Problem requirements: Filter these entries, keeping only lines that hold the word "string".
─── Exercise materials
PR #2815, opened 2024-08-15
fix: change default open state to empty string

kevinrawal:
UncontrolledAccordion inherits the properties of the Accordion component. We are setting the `defaultOpen` prop in UncontrolledAccordion, This defaultOpen will then be used to set the open prop, if we do not put any values to defaultOpen it will initialize the open prop with an undefined value which breaks the test case of the component which uses the `UncontrolledAccordion`. because the open prop is marked as required and we have set it to undefined. 

- [x] Bug fix 
- [ ] New feature 
- [ ] Chore 
- [ ] Breaking change 

This PR is related to https://github.com/reactstrap/reactstrap/pull/2814, The same issue was resolved in the previous PR but a minor change is required in uncontrolled accordion.

### DIFF
--- a/src/UncontrolledAccordion.js
+++ b/src/UncontrolledAccordion.js
@@ -18,7 +18,7 @@ const propTypes = {
 };
 
 function UncontrolledAccordion({ defaultOpen, stayOpen, ...props }) {
-  const [open, setOpen] = useState(defaultOpen || (stayOpen ? [] : undefined));
+  const [open, setOpen] = useState(defaultOpen || (stayOpen ? [] : ''));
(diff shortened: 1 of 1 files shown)


kevinrawal:
@illiteratewriter can you please review this PR, Fixed the minor issue related to uncontrolled accordion which is similar to my previous commit https://github.com/reactstrap/reactstrap/pull/2814. This changes insure proper functionality of `UncontrolledAccordion`.

VanemalP:
Setting `isOpen` to a string is breaking the prop type validation in Collapse component.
──────
Result:
fix: change default open state to empty string
Setting `isOpen` to a string is breaking the prop type validation in Collapse component.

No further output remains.